Wednesday, November 29, 2006

Batman and the Mad Monk # 4; Dr. Strange # 2

Dark Moon Rising: Batman and the Mad Monk
Matt Wagner

This book gets better and better with each chapter. It really is a throwback to Miller's Year One, though Batman as slightly farther a long(Year Two-ish). The interior dialouge is well done, the art is pretty good, and the overall supernatural B-movie nature of the villain is just a hoot.

In this chapter Batman actually makes it to the castle of the Mad Monk, which suprise suprise, is booby-trapped galore. I'm kind of hoping for some of those 70's Batman TV show traps in the next issue.

This issue is worth it alone just for the scene where Alfred complains about Batman melting down the silver candlesticks so he can make pure silver batarangs.

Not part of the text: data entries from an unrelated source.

PR #6884, opened 2025-03-23
gtk: backport #6877 to 1.1.2

jcollie:


jcollie:
This'll need a new branch based on 52a5069decb6d698df347e4b46d5f26ebe639ebb to work properly.

mitchellh:
I prefer to cherry pick to backport, and I think we should keep the GSK renderer stuff in the backport since we should only port bug fixes and not improvements. We can change the default though to `default` since that'll fix issues in later versions.

mitchellh:
Will cherry pick this: https://github.com/ghostty-org/ghostty/commit/36f841ee80efe7f89d427b1482f34835599fcad5

mitchellh:
(To be clear, I cherry-pick and apply necessary backport changes on the cherry pick, since we won't have gobject here)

Good fun. There's a lot of great Batman work out there these days, and this is another book you can't go wrong with if you're a fan at all of the Dark Knight.

Dr. Strange: The Oath
Brian K. Vaughan-Marcos Martin

More BKV brilliance here. Probably not quite as strong as the opening chapter, but still one of the better books out there. Lots of cleverness. Dr. Strange is a lot of fun with BKV writing him. Love the Night Nurse, who doesn't? The core of this chapter is basically a window back into Dr. Strange's past, after he had the accident that took away his career as a surgeon. This story is book ended by the current search for the man who shot Dr. Strange and took his neato elixir that cures cancer that he was going to use for his trusty asian assistant Wong.

The dialoge is sharp as a scalpel. The magical action is well drawn and interesting to look at. Just in general a very good book. Definitely one you should be reading, as well as anything else Brian K. Vaughan writes.

Good art, good writing, were that every book at bare minimum this good.

1 comment:

Mercurialblonde said...

Honestly, I feel like the characters are there to be changed. I feel like the Kirby and Lee and others, for the most part created our modern gods of olympus, and when they stop reflecting what is going on our society, or who we are, then something is wrong. I love the note perfect throwback stories as much as the next girl, but these characters need to remain relevant or they'll die.

I think BKV correctly percieved that there were some definite problems with the Dr. Strange character as he has existed in the Marvel U for some time, and I think this run, will hopefully correct some of those issues, chiefly among them is Strange as some kind of Deus Ex Machina. I hope by the end of it, BKV has grounded the character more, even if his powers are hard to reign in, his character is not. I think the Dr. Strange we see coming out of this will be a character much more amiable to future writers.

Though I probably should have led off with, I'm not really a fan of Dr. Strange to begin with....so maybe if it was a character I had more attatchment to. But I've always thought he should be in really good books. Which I don't think he really has in my lifetime.

I dunno. So long as what you're doing makes sense, I can't begrudge any writer or artist doing it. I think what BKV's doing makes a lot of sense for the future of the character.